## [SOURCE RECORDS]
PR #4597, opened 2016-09-06
TACLS-Config Simplify installs

politas:
Simplifies #4594 
Not entirely sure about the TACLS filter, though. Let's see what Jenkins says

### DIFF
--- a/NetKAN/TACLS-Config-Stock.netkan
+++ b/NetKAN/TACLS-Config-Stock.netkan
@@ -1,5 +1,5 @@
 {
-    "spec_version"   : "v1.4",
+    "spec_version"   : "v1.16",
     "identifier"     : "TACLS-Config-Stock",
     "author"         : ["KSP-RO Group/JPLRepo", "Taranis Elsu" ],
     "name"           : "TAC Life Support (TACLS) - stock config",
@@ -13,8 +13,9 @@
     "conflicts"      : [ { "name" : "TACLS-Config" } ],
     "install" : [
         {
-            "find"          : "ThunderAerospace/TacLifeSupport/LifeSupport.cfg",
-            "install_to"    : "GameData/ThunderAerospace/TacLifeSupport"
+            "find"               : "ThunderAerospace/TacLifeSupport/LifeSupport.cfg",
+            "find_matches_files" : true,
+            "install_to"         : "GameData/ThunderAerospace/TacLifeSupport"
         }
     ]
 }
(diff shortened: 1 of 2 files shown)


politas:
Ok, I don't have a clue what's happening. I give up.

NetKAN/TACLS-Config-Stock.netkan
```diff
@@ -13,10 +13,8 @@
     "conflicts"      : [ { "name" : "TACLS-Config" } ],
     "install" : [
         {
-            "find"          : "GameData/ThunderAerospace/TacLifeSupport",
-            "install_to"    : "GameData/ThunderAerospace",
-            "filter"        : [ "PluginData", "Textures", "MiniAVC.dll", "TacLifeSupport.dll", "TacLifeSupport.version" ],
-            "filter_regexp" : "MM_*"
+            "find"          : "ThunderAerospace/TacLifeSupport/LifeSupport.cfg",
+            "install_to"    : "GameData/ThunderAerospace/TacLifeSupport"
         }
```
techman83: This needs:
```
	    "find_matches_files" : true
```

NetKAN/TACLS.netkan
```diff
@@ -16,9 +16,9 @@
     ],
     "install" : [
         {
-            "find"          : "GameData/ThunderAerospace",
-            "install_to"    : "GameData",
-            "filter_regexp" : "LifeSupport\\.cfg$"
+            "find"       : "GameData/ThunderAerospace",
+            "install_to" : "GameData",
+            "filter"     : "LifeSupport/LifeSupport.cfg"
         }
```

## [WORK TASK]
From the first line to the last, output the records word for word.

## [YOUR RESPONSE]
PR #4597, opened 2016-09-06
TACLS-Config Simplify installs

politas:
Simplifies #4594 
Not entirely sure about the TACLS filter, though. Let's see what Jenkins says

### DIFF
--- a/NetKAN/TACLS-Config-Stock.netkan
+++ b/NetKAN/TACLS-Config-Stock.netkan
@@ -1,5 +1,5 @@
 {
-    "spec_version"   : "v1.4",
+    "spec_version"   : "v1.16",
     "identifier"     : "TACLS-Config-Stock",
     "author"         : ["KSP-RO Group/JPLRepo", "Taranis Elsu" ],
     "name"           : "TAC Life Support (TACLS) - stock config",
@@ -13,8 +13,9 @@
     "conflicts"      : [ { "name" : "TACLS-Config" } ],
     "install" : [
         {
-            "find"          : "ThunderAerospace/TacLifeSupport/LifeSupport.cfg",
-            "install_to"    : "GameData/ThunderAerospace/TacLifeSupport"
+            "find"               : "ThunderAerospace/TacLifeSupport/LifeSupport.cfg",
+            "find_matches_files" : true,
+            "install_to"         : "GameData/ThunderAerospace/TacLifeSupport"
         }
     ]
 }
(diff shortened: 1 of 2 files shown)


politas:
Ok, I don't have a clue what's happening. I give up.

NetKAN/TACLS-Config-Stock.netkan
```diff
@@ -13,10 +13,8 @@
     "conflicts"      : [ { "name" : "TACLS-Config" } ],
     "install" : [
         {
-            "find"          : "GameData/ThunderAerospace/TacLifeSupport",
-            "install_to"    : "GameData/ThunderAerospace",
-            "filter"        : [ "PluginData", "Textures", "MiniAVC.dll", "TacLifeSupport.dll", "TacLifeSupport.version" ],
-            "filter_regexp" : "MM_*"
+            "find"          : "ThunderAerospace/TacLifeSupport/LifeSupport.cfg",
+            "install_to"    : "GameData/ThunderAerospace/TacLifeSupport"
         }
```
techman83: This needs:
```
	    "find_matches_files" : true
```

NetKAN/TACLS.netkan
```diff
@@ -16,9 +16,9 @@
     ],
     "install" : [
         {
-            "find"          : "GameData/ThunderAerospace",
-            "install_to"    : "GameData",
-            "filter_regexp" : "LifeSupport\\.cfg$"
+            "find"       : "GameData/ThunderAerospace",
+            "install_to" : "GameData",
+            "filter"     : "LifeSupport/LifeSupport.cfg"
         }
```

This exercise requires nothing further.